Starting with the line that contains "wired into the" and stopping after the line that contains "in a clean worktree", return each line below exactly as written, with no others.

----

PR #4769, opened 2026-08-21
Enforce local remote-tracking hygiene so Desktop's branch list stays honest

BunsDev:
GitHub Desktop renders every remote-tracking ref and every upstream it finds, so
foreign fork remotes, stray `refs/remotes/pull/*` heads left behind by a PR
checkout, and upstreams pointing at a branch the local branch is not a view of
all surface as branch-list noise. All of it is local-only state, but nothing
audited it — so it accumulated and got cleared by hand sweeps that re-derived
the rules each time.

## What lands

`scripts/remote-hygiene.mjs`, wired as `pnpm remotes:audit` / `remotes:audit:json`
/ `remotes:fix`. Five rules:

| rule | fix |
| --- | --- |
| exactly one remote, named `origin` | `git remote remove <fork>` |
| `fetch.prune = true` | set it |
| `fetch.pruneTags` never `true` | set false (tags are the retention store) |
| no tracking refs outside `refs/remotes/origin/` | delete — only when the tip is held elsewhere |
| no **bogus** upstream | `git branch --unset-upstream` |

It never touches the remote — no push, no branch deletion, no fetch. `origin`
branches other sessions own are reported for information only. A stray ref whose
tip is on **no other ref** is refused rather than deleted, and reported with the
archive-tag command instead.

## The load-bearing part: which upstreams count as bogus

- **Bogus → unset.** `branch.<X>.merge` naming a *different* branch — what
  `git worktree add -b X <path> origin/main` wrote until `cave-t57kr`. Renders
  "behind N" against a ref the branch is not a view of. Same for an upstream
  naming a remote that is not configured.
- **Accurate → left alone.** `branch.<X>.merge == refs/heads/X`. This is not
  noise, and `branch.<X>.remote` is one of three anti-resurrection signals
  `worktree-retention-push.mjs` reads (`cave-xjuup`) — the only one that
  survives a `fetch --prune`. Stripping it from a genuinely pushed branch makes
  a merged, server-deleted head read as "never pushed" and the hook re-creates
  it; that failure was measured at 9 of 36 remote branches.

`CLAUDE.md` previously said flatly that only `main` and the dolt branch should
have an upstream, with a bare `for-each-ref | grep -v ' -> $'` as the audit.
That listing flags every accurate self-tracking branch as a violation — **8 in
this checkout, all correct** — so following it would have traded branch-list
tidiness for resurrected merged heads. The section is rewritten around the
distinction.

## Verification

- `node --test scripts/remote-hygiene.test.mjs` — **10/10 pass**, including a
  regression test asserting `--fix` leaves an accurate self-tracking upstream
  intact, and one asserting an unretained stray ref survives `--fix`.
- `node scripts/check-tests-wired.mjs` — `✓ all 1745 test files wired into CI`.
- `pnpm exec eslint scripts/remote-hygiene.mjs scripts/remote-hygiene.test.mjs` — clean.
- Run against this checkout: clean — one remote, pruning on, no stray refs, no
  bogus upstreams; 12 self-tracking branches correctly not flagged.

## Already applied locally (not part of the diff)

`refs/remotes/pull/4753/head` — a stray fetched head from merged PR #4753 —
was deleted from the primary checkout; its tip was held by
`origin/ci/cave-7kix8-8-signed-promotion`, so nothing was lost.

Refs: cave-u426u


CompleteDotTech:
From #4785, which is blocked behind `main` and watching this PR as the closest thing to a repair: **one assertion still outstanding on `chat-view.tsx`.**

`Frontend validation (app tests)` on this head stops at `src/lib/session-debug.test.ts` after 800 files, expecting:

```
/<ChatToolActivityLayout[\s\S]*activity=\{otherTools\.length \? <ToolGroup tools=\{otherTools\} \/> : null\}[\s\S]*content=\{[\s\S]*<MessageBubble[\s\S]*editCards=\{/
```

That lines up with the other symptom `main` shows — `TS6133: 'ChatToolActivityLayout' is declared but its value is never read`. The merge appears to have dropped the **usage** while leaving the import, so the unused-import error and this assertion are one defect, not two.

For what it's worth, mapping the whole `chat-view.tsx` merge damage as seen from the outside, it looks like three separate drops with three separate source-scanning tests guarding them, and the two open repair PRs each cover a different subset:

| Dropped | Guarded by | Covered by |
| --- | --- | --- |
| `bubbleSegments` declaration | typecheck (`TS2304`) | #4784 |
| `ChatToolActivityLayout` usage | `session-debug.test.ts` + `TS6133` | neither yet |
| `!turn.pending` → `!pending` in the `<ArtifactComments>` guard | `artifact-comments.test.ts:54` | neither yet |

So neither PR alone turns `main` green today. Details on the third row are in a comment on #4784 — briefly, `chat-view.tsx:8865` defines `const pending = turn.role === "assistant" && Boolean(turn.pending)`, which is strictly narrower than the `turn.pending` that assertion still expects, so it is a behaviour change rather than a rename.

Deliberately not touching `chat-view.tsx` from #4785 — it belongs to whoever is repairing it, and two sessions duplicating a fix on one file is how conflicts get made. Flagging only because a red `main` is blocking the entire PR queue.

Issue #4777, opened 2026-08-21
[Chat v1 P7 Gate] Production v1 release accepted


CompleteDotTech:
# [Chat v1 P7 Gate] Production v1 release accepted

Close the program only after signed artifacts, public packages, compatibility canaries, OS acceptance, staged rollout, and rollback readiness are verified.

Owner repository: OpenCoven/coven-cave (program tracker)
Execution lane: program-coordination
Plan of record: OpenCoven/chat/docs/superpowers/plans/2026-08-15-phase-7-release-rollout.md

Deliverables:
- Signed artifact and published package inventory.
- Compatibility and acceptance evidence.
- Rollout decision and rollback readiness record.

Acceptance criteria:
- All Phase 7 beads and every prior phase gate are closed.
- Production v1 completion criteria are satisfied.
- Approved v1 non-goals remain out of scope.

## Bead metadata

- **Bead ID:** `cave-ilh1h`

- **Status:** open

- **Priority:** P0

- **Surface:** Shared

- **Authoritative owner:** Unassigned

- **Labels:** `area:gate`, `gate`, `needs-human`, `phase:7`, `program:chat-v1`, `release-blocker`, `repo:cross-repo`, `surface:shared`, `verification-required`

- **Parent:** None

- **Dependencies:** `cave-as76u`, `cave-563z7`, `cave-gcb0i`, `cave-mbekl`, `cave-udcn7`, `cave-j65ie`

## Source of truth

Beads is authoritative. This draft card is a GitHub Teamwork visibility mirror and should be reconciled from the Bead rather than edited as an independent task.

BunsDev:
Closing this accidental repository-issue conversion. The canonical task remains the Bead mirrored as a draft card on the Teamwork project; Beads remains the source of truth.

Issue #4776, opened 2026-08-21
[Chat v1 P7] Build signed cross-platform Chat packages and updater


CompleteDotTech:
# [Chat v1 P7] Build signed cross-platform Chat packages and updater

Configure production identity, CSP, protocol, icons, capabilities, platform installers, signatures, updater metadata, checksums, and OS-native CI.

Owner repository: OpenCoven/chat
Execution lane: chat-release
Plan of record: OpenCoven/chat/docs/superpowers/plans/2026-08-15-phase-7-release-rollout.md

Deliverables:
- Signed/notarized macOS artifacts, signed Windows MSI, and Linux AppImage.
- Updater signatures/metadata and package verification script.
- Minimum/latest/main Cave compatibility jobs.

Acceptance criteria:
- Artifacts install, launch, update, and uninstall cleanly.
- No shell or arbitrary-filesystem grant is packaged.
- Signing/updater credentials are available only to approved release jobs.

## Bead metadata

- **Bead ID:** `cave-gcb0i`

- **Status:** open

- **Priority:** P0

- **Surface:** Desktop

- **Authoritative owner:** Unassigned

- **Labels:** `area:desktop-release`, `needs-human`, `phase:7`, `program:chat-v1`, `release-blocker`, `repo:chat`, `surface:desktop`, `verification-required`

- **Parent:** None

- **Dependencies:** `cave-b6wsl`, `cave-j65ie`

## Source of truth

Beads is authoritative. This draft card is a GitHub Teamwork visibility mirror and should be reconciled from the Bead rather than edited as an independent task.

BunsDev:
Closing this accidental repository-issue conversion. The canonical task remains the Bead mirrored as a draft card on the Teamwork project; Beads remains the source of truth.

PR #4782, opened 2026-08-21
Gate rollout on a verified rollback target (cave-ilh1h)

CompleteDotTech:
Advances the Phase 7 gate in #4777 (bead `cave-ilh1h`) by building the one
deliverable it names that this repository owns no code for: **rollback
readiness**.

`scripts/release-promotion.mjs` proves the release being shipped was validated.
Nothing proved the release we would ship *back* to still works — and that is
the half a staged rollout actually depends on. Pausing a bad rollout is only a
remedy when the previous version is still installable and the updater can still
serve it.

## What lands

- `scripts/release-rollback-readiness.mjs` resolves the newest published,
  non-draft, non-prerelease release strictly below the one being shipped, and
  refuses unless it is a complete rollback target:
  - `.dmg`, `.msi`, and `.AppImage` installers, so any supported OS can reinstall
  - `SHA256SUMS`, so a rollback artifact can be checked before it is run
  - `latest.json` whose `version` matches the baseline, whose `platforms{}` is
    non-empty, and whose every entry carries a `url` and a `signature`
  - every `platforms{}` url still resolving to an asset on that release — a
    manifest pointing at deleted assets reads healthy and rolls nobody back
- A `rollback-readiness` job in `release.yml`, downstream of promotion
  authorization so a cut fails before it spends build time. `updater-manifest`
  now depends on it, so no install is moved forward on an unprovable rollback.
- The record is published as job outputs (`baseline-tag`, `baseline-version`,
  `baseline-url`, `rollback-platforms`) and a run summary, so the rollout
  decision has an artifact rather than an assumption.
- `docs/workflows/release-rollback-readiness.md`, linked from the release
  runbook in `branching.md`.

## Two details worth reviewing

- `updater-manifest` names the gate explicitly in its `if:`. That job runs under
  `!cancelled()`, which waives the default "every dependency succeeded" rule for
  *every* dependency — adding `rollback-readiness` to `needs` alone would have
  let a failed gate publish anyway. `scripts/release-rollback-readiness.test.mjs`
  pins both the dependency and the condition.
- `--allow-missing-baseline` waives only the case where no prior stable release
  exists at all (a repository's genuine first release). It is deliberately not
  wired into the workflow; every other shortfall stays fatal.

Verified against the live release history: `v0.3.7` and `v0.3.6` both carry the
full asset set and a well-formed `latest.json`, so this gate passes on the
current baseline rather than blocking the next cut.

## Validation

```
node --test scripts/release-rollback-readiness.test.mjs   # 10 pass
node --test scripts/release-promotion.test.mjs scripts/release-promotion-workflow.test.mjs scripts/ci-paths.test.mjs
node scripts/docs-index.test.mjs
node scripts/check-tests-wired.mjs   # new test wired; see caveat below
```

## ⚠️ Draft because `main` is red, not because this change is unfinished

`origin/main` (`b5f40e54d`) fails CI on its own, so the required `Frontend
build` context cannot go green for any PR branched from it. Reproduced locally
in a clean worktree at that commit, before any change here:

- `pnpm typecheck` — `src/components/chat-view.tsx` references an undefined
  `bubbleSegments` (lines 9001, 9051, 9069) and passes a `durationMs` prop that
  does not exist. Merge damage from `5771a5558`
  (`origin/feat/cave-20wrn-calm-streaming-chat`), which reached `main` directly
  rather than through a PR.
- `pnpm check:tests-wired` — 8 test files from that same merge are not wired
  into any suite (`chat-result-markers`, `chat-tool-verification`,
  `streaming-markdown-blocks`, `streaming-turn-view-model`,
  `use-stick-to-bottom`, `chat-assistant-output`, `streaming-chat-wiring`,
  `streaming-turn-response`).

The last four `CI push` runs on `main` failed the same way (typecheck, bundle,
app/API/mobile tests, test wiring, `Frontend build`). None of it is touched by
this branch — the repair belongs in its own PR, and this one should be marked
ready once `main` is green again.

Closes nothing on its own: #4777 is a gate that also requires its six
dependency beads to close.


CompleteDotTech:
The red `main` this PR is blocked behind is now partly addressed in #4784, which restores the declarations `5771a5558` dropped and wires the eight orphaned test files — 4 of the 7 failing jobs.

The remaining three (`app`, `mobile`, `api`) are source-text pins the streaming-chat feature regressed on its own, and they need that author's call rather than a unilateral fix. Nothing in either PR touches this one's scope; this stays draft until `Frontend build` can report green.

CompleteDotTech:
Reviewed at `1af65f397` and pushed four fixes; head is now `7858f383b`. The gate does what it claims — it is the only thing in this repository that proves the release you would roll *back* to is still installable, and `release-promotion.mjs` genuinely does not cover that. I would land it once `main` is green.

## Fixed

**1. The API token was sent to the asset download — `e0617229b`**

`requestJson` attached `Authorization: Bearer` to every request, and it makes two kinds: the `api.github.com` listing (needs it) and the baseline's `browser_download_url` (does not). That second url is `github.com/…/releases/download/…` and redirects to `objects.githubusercontent.com`.

I checked whether that actually leaks rather than assuming either way. Node 24's undici **does** strip `Authorization` across an origin change on redirect — verified locally on v24.18.0 with a two-origin redirect server, second hop saw `null` — so on the runner this workflow pins it was not a live leak. But the protection was the runtime's, not this script's: the token was still sent unnecessarily on the first hop, and a Node bump or a change of asset host would move the boundary silently. The token now goes only to requests whose origin matches the resolved API origin, pinned by a test that asserts both hosts are reached and only one sees the header.

**2. Manifest urls were matched by filename, so a stale manifest passed — `abb519069`**

This was the sharpest one. `manifestAssetName` took the last path segment and checked it against the baseline's asset-name set. Every release publishes the same filenames, and `generate-latest-json.mjs` writes `…/releases/download/<tag>/<name>` — so a `latest.json` left over from the *previous* cut differs from a correct one only in the `<tag>` segment, which the check could not see. The gate would report the baseline complete while its manifest pointed every updater at the previous release's binaries: precisely the "reads healthy, rolls nobody back" failure the header comment says it is guarding against.

Comparison is now origin + decoded path, which pins repository, tag and name at once and treats two encodings of the same url as equal. Refusals name the whole url now, since the filename no longer identifies what was wrong.

**3. A truncated release listing was returned silently — `b88e290f7`**

`listReleases` returned what it had when `MAX_API_PAGES` was exhausted with a full page still coming back. Yes, this needs >2000 releases to trigger — but the failure mode is a *pass*, not a miss, and that is what makes it worth closing. GitHub orders `/releases` by creation, not version, so the newest stable release below the rollout is not guaranteed to be near the front (a backported patch is created after the minor that supersedes it). A cut-short listing can therefore verify an older release and report the rollout ready. It now throws and names the constant to raise. The partner test also walks a genuine two-page listing — the old fixture returned everything on page one, so the loop's second iteration had never run.

**4. Nothing pinned that CI does not pass `--allow-missing-baseline` — `7858f383b`**

Confirmed by reading: the flag waives only `baseline === null`, artifact and manifest shortfalls stay fatal, and the workflow does not pass it. But the contract test asserted the job *runs* the script without asserting what it runs it *with*, so adding the waiver later would have been a one-word edit that every test passed. It now pins the exact command, the flag's absence anywhere in the job, and the two env values the gate reads.

## Checked, not a defect

- **`needs.rollback-readiness.result == 'success'` on `updater-manifest`** — correct, and correctly reasoned in the comment. `!cancelled()` does waive the needs-succeeded rule for every dependency, so naming the gate explicitly is required. The hyphen parses: `ci.yml` already ships `needs.frontend-validation.result` on every PR. `rollout is gated…` pins both the `needs` entry and the `if` clause.
- **Nothing else is downstream of the gate.** No job `needs: updater-manifest`, so there is no second job with the same `!cancelled()` hole. (`homebrew` uses the pattern but hangs off `checksums` — see below.)
- **Idiom** — `RELEASE_TAG: ${{ github.event.inputs.tag || github.ref_name }}` matches `authorize-release-promotion` and `source-version` exactly, and `tag` is `required: true` on dispatch, so the tag is always present. Importing `parseFinalTag` is the right seam: the alternative is a second copy of the tag grammar that could drift from the one authorization enforces.

## Needs a decision — not changed

**Gate placement.** The gate blocks `updater-manifest` but not `build` or `checksums`, so artifacts still get uploaded to a release with no verified rollback target. I think the current placement is right and would leave it: `build` uploading a `.dmg` moves nobody, and the artifacts are what a post-mortem needs. But `homebrew` (line 1816) is worth a second look — `brew upgrade` moves macOS installs forward exactly like the updater does, and it hangs off `checksums`, which is not gated. If the principle is "no install is moved forward on an unprovable rollback", Homebrew is a second forward path with no gate on it. Adding `rollback-readiness` to its `needs` would change release semantics, so I have not.

**`windows_diagnostics_only`.** The new job runs in that recovery mode and can fail the run, even though diagnostics mode publishes nothing (`updater-manifest` and `checksums` both exclude it). This is consistent with existing precedent — `daemon-package`'s npm gate and `source-version` also run unconditionally there — so I left it, but a recovery run failing on an unrelated baseline problem is a real cost if that path is ever used under pressure.

## Coordination

`scripts/run-tests.mjs` — heads up that `feat/cave-gcb0i-chat-signed-packages` (#4776) and #4784 **both** wire the same eight orphaned streaming-chat tests, at different offsets in `SUITES.app`. `git merge-tree` on those two branches merges cleanly and produces each path **twice**; nothing in `check-tests-wired.mjs` or `run-tests.mjs` guards against duplicates, so the eight would just run twice. This PR's own one-line addition to that file is unaffected, and its `release.yml` hunks are far from #4776's (line ~150 and ~1703 vs ~1732). Filed separately as the duplicate-guard gap.

CompleteDotTech:
One more, pushed after the review above: **`19759593b`** — head is now `19759593b`.

`writeCliResult` appends `rollback-platforms=<keys>` to `GITHUB_OUTPUT`, and those platform names are the only part of the readiness record sourced from a fetched document rather than a validated tag — `baseline-tag`, `baseline-version` and the rollout tag have all been through `parseFinalTag` by then. `GITHUB_OUTPUT` is newline-delimited `key=value`, so a key carrying a newline appends outputs of its own choosing, including overwriting `ready` and `baseline-tag` in the very record the rollout decision is read from.

Getting there requires already being able to replace a release asset, so this is defence in depth rather than a live hole. But the fix is a shape check against exactly the four keys `generate-latest-json.mjs` emits (`darwin-aarch64`, `darwin-x86_64`, `linux-x86_64`, `windows-x86_64` — all plain identifiers), so nothing legitimate is turned away, and it fails closed like every other shortfall here.

**Coverage note, so this is not read as more than it is:** `scripts/release-rollback-readiness.test.mjs` is wired at line 1614 of the `api` suite, and that suite halts at line 1458 on the inherited `chat-attention-persistence.test.ts` failure — so CI has never actually executed this gate's tests on this branch. All 15 pass locally (`node --test`, exit 0), along with `release-promotion` + `release-promotion-workflow` (59), `docs-index`, and `check-conflict-markers`. They will not have run under CI until `main` is green.

CompleteDotTech:
Correcting my own gate-placement note above, because I checked the Homebrew path afterwards and it does not support the suggestion I made.

Adding `rollback-readiness` to the `homebrew` job's `needs` would not actually gate anything. That job is only an *instant* notification — it dispatches `coven-cave-release` to `OpenCoven/homebrew-tap`, is `continue-on-error: true`, and swallows every failure with the same note: *"OpenCoven/homebrew-tap's scheduled update-cask workflow will pick up $TAG within 6 hours."* The tap updates itself from the published release on a 6-hourly schedule whether or not this job ever runs.

So Homebrew users get moved forward by the release *existing*, not by anything gated here. That means the honest version of the placement question is sharper than I put it:

- The updater is the only forward path this workflow can gate, and this PR gates it correctly.
- Every other forward path — Homebrew's schedule, and a direct download of a published `.dmg`/`.msi` — is opened by `build` and `checksums`, which are not gated. Gating those is the only way to actually enforce "no install is moved forward on an unprovable rollback", and it costs you the ability to publish artifacts for a post-mortem.
- Or accept that the guarantee is scoped to the updater, and say so in `docs/workflows/release-rollback-readiness.md` — right now the doc reads as a general promise ("before a release reaches anyone") that the placement does not deliver.

I would take the third option and leave the workflow alone; it is a one-paragraph doc change rather than a semantics change. But that is your call, and my earlier suggestion to add the gate to `homebrew` was wrong — it would have added a dependency edge that enforces nothing.

CompleteDotTech:
## Round-two adversarial review — 4 findings, all fixed in `671e8171`

Method: re-derived the gate's failure modes from scratch, then mutation-tested every assertion by injecting the regression into the production code and checking the suite actually goes red. **37 mutations injected; 5 survived the original suite; all 5 now caught (37/37).**

### 1. The draft / prerelease / unpublished exclusions were pinned by nothing — `671e8171`

`selectRollbackBaseline` skips drafts, prereleases and rows with no `published_at`. Removing any one of those three clauses left **every test green**.

The cause is the fixture, not the assertion: the one test that fed those rows used `v0.3.6` for all three against a `v0.3.7` stable baseline, so the newest stable release below `v0.3.8` was `v0.3.7` whether or not the filter held.

This is the most severe of the four. A draft release's assets are **not publicly downloadable** and its tag may not exist on the remote — certifying one as the rollback target promises a rollback that 404s for every user, and the gate would have reported `ready=true`.

Fixed by making the excluded rows *newer* than the answer (so admitting any one changes it), plus a dedicated test stating each rule on its own so a regression names what it broke.

### 2. A degraded GitHub reached the operator as a bare `SyntaxError` — `671e8171`

`requestJson` returned `response.json()` unwrapped. A 2xx carrying an edge error page, a truncated CDN body, or a captive-portal interstitial produced exactly:

```
release-rollback-readiness: Unexpected token '<', "<!DOCTYPE "... is not valid JSON
```

No request named, no release named, no retry advice — and not even a `RollbackReadinessError`, which the rest of the module treats as its contract. This directly contradicts the doc's promise that a failure which never reached a verdict *"says so and names the retry explicitly, because at 2am the two are otherwise indistinguishable"*. It reads as a bug in the gate rather than a GitHub that never answered, which is the misreading that advice exists to prevent.

A listing that comes back as a JSON *object* rather than an array (a degraded or rate-limited read) was the same condition and also lacked the advice. Both now carry request context and the retry advice, and both are asserted.

### 3. `runCli`'s waived branch was executed by no test — `671e8171`

`baseline-waived=true` and the `- Rollback target: none — waived as a first release` summary line were unreachable from the suite: hard-coding `baseline-waived` to `false` survived. The single run that reaches this branch is a repository's *first release*, so nobody is watching when it executes. Now covered end-to-end through `runCli`.

### 4. The blast radius was overclaimed in the docs and the job comment — `671e8171`

Both said the gate proves the rollback target *"before a release reaches anyone"*. Only `updater-manifest` depends on this job. Verified against the job graph:

| Still happens when the gate fails | Blocked when the gate fails |
| --- | --- |
| `build` creates the Release and uploads every installer | `updater-manifest` publishes `latest.json` |
| `checksums` publishes `SHA256SUMS` | in-app auto-update |
| `homebrew` bumps the tap, so `brew install --cask` serves it | |

The scoping is *correct* — the shortfall a red gate reports is in the **previous** release, so blocking the new artifacts would let a broken baseline block its own fix — but an operator reading the old wording would have believed a red gate was containment. Docs now carry the table and say plainly that stopping the new release takes a manual unpublish.

### Checked and found sound (no change)

- **The `stamp-release.test.mjs` pin widening (`9f35acc3`).** Mutation-tested through 9 variants: dropping `build`, dropping `source-version`, swapping their order, and inserting a new gate *before* `build` or *between* the two all still fail the pin; only entries appended *after* `source-version` are tolerated, which is the widening's purpose.
- **The merge resolution.** `scripts/run-tests.mjs` differs from the merge base by exactly the one added line. `check-tests-wired` passes (1758 files); the new test is listed once, in `api` only. The 9 within-suite duplicates in `app` are pre-existing on `main` and untouched here.
- **The gate against real repository state.** Dry-run with `RELEASE_TAG=v0.3.8` against `OpenCoven/coven-cave` exits 0 and resolves `v0.3.7` with all four platforms — so this does not brick the next cut. 193 releases = 2 pages, well inside `MAX_API_PAGES`.
- **`windows_diagnostics_only` recovery.** Not stranded: `updater-manifest` was already excluded for that input, and no other job depends on `rollback-readiness`.
- **`baseline-url` into `GITHUB_OUTPUT`.** The one value not shape-checked, but `html_url` is server-constructed from `owner/repo` plus a tag that already passed `parseFinalTag`, so it is not attacker-reachable the way a fetched manifest's platform keys were.

CompleteDotTech:
## CI state after `671e8171` — red, and the red is inherited from `main`

Run [32470724942](https://github.com/OpenCoven/coven-cave/actions/runs/32470724942): 8 pass, 4 fail, iOS skipped.

**Passing:** Select validation, lint, typecheck, API tests, mobile tests, protocol conformance, test wiring — including `Frontend validation (API tests)`, which is the suite this PR's tests actually live in.

**Failing:** `Frontend validation (app tests)`, `Frontend bundle`, `PR checks`, `Frontend build`.

Neither failure is reachable from this branch. Evidence:

1. **`main` fails identically, on its own runs.** [32470797261](https://github.com/OpenCoven/coven-cave/actions/runs/32470797261) (`d272ed0b1`, tip-minus-one) and [32470633689](https://github.com/OpenCoven/coven-cave/actions/runs/32470633689) (`dec4f93f9`) both fail the same four jobs with the same two root causes:
   - `AssertionError: crew trigger border uses exact 1px color-mix recipe` → `✗ FAILED: src/components/workspace-context-switcher.test.ts`
   - `✗ bundle-budget: root-layout CSS 616 KB exceeds budget 615 KB` (three Turbopack retries, all three the same)
2. **This branch touches no `src/` file at all** — the full changed set against `origin/main` is `.github/workflows/release.yml`, `docs/workflows/branching.md`, `docs/workflows/release-rollback-readiness.md`, `scripts/release-rollback-readiness.mjs`, `scripts/release-rollback-readiness.test.mjs`, `scripts/run-tests.mjs`, `scripts/stamp-release.test.mjs`.
3. **`src/components/workspace-context-switcher.test.ts` passes at this head** locally. `pull_request` CI builds the merge with `main`'s tip, which is how the regression arrives here.
4. **The previous head `9f35acc3` was 11/11 green** at 09:38 ([32468853591](https://github.com/OpenCoven/coven-cave/actions/runs/32468853591)). `#4791` landed on `main` at ~10:00; this push went out at ~10:01. Nothing in the diff between those two heads is in `src/`.

`main`'s current tip `8aaaf2f2` is docs-only, so the tree is still carrying both regressions — a rerun here will reproduce them until `main` is repaired. Not touching either from this branch: fixing an unrelated CSS budget and a chrome-refresh test regression inside a release-gate PR would bury both.

Everything this PR owns is verified green: `pnpm check:tests-wired` (1758 files), `release-rollback-readiness.test.mjs` (16/16), `stamp-release.test.mjs`, and every other test that parses `release.yml` (`release-macos-signing`, `ios-build-ci`, `ci-recovery-workflow`, `check-{grok,opencode}-registry-release`, `check-x-app-release`, `app-version`, `docs-index`).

----

Answer to the problem =>
  wired into the workflow; every other shortfall stays fatal.

Verified against the live release history: `v0.3.7` and `v0.3.6` both carry the
full asset set and a well-formed `latest.json`, so this gate passes on the
current baseline rather than blocking the next cut.

## Validation

```
node --test scripts/release-rollback-readiness.test.mjs   # 10 pass
node --test scripts/release-promotion.test.mjs scripts/release-promotion-workflow.test.mjs scripts/ci-paths.test.mjs
node scripts/docs-index.test.mjs
node scripts/check-tests-wired.mjs   # new test wired; see caveat below
```

## ⚠️ Draft because `main` is red, not because this change is unfinished

`origin/main` (`b5f40e54d`) fails CI on its own, so the required `Frontend
build` context cannot go green for any PR branched from it. Reproduced locally
in a clean worktree at that commit, before any change here:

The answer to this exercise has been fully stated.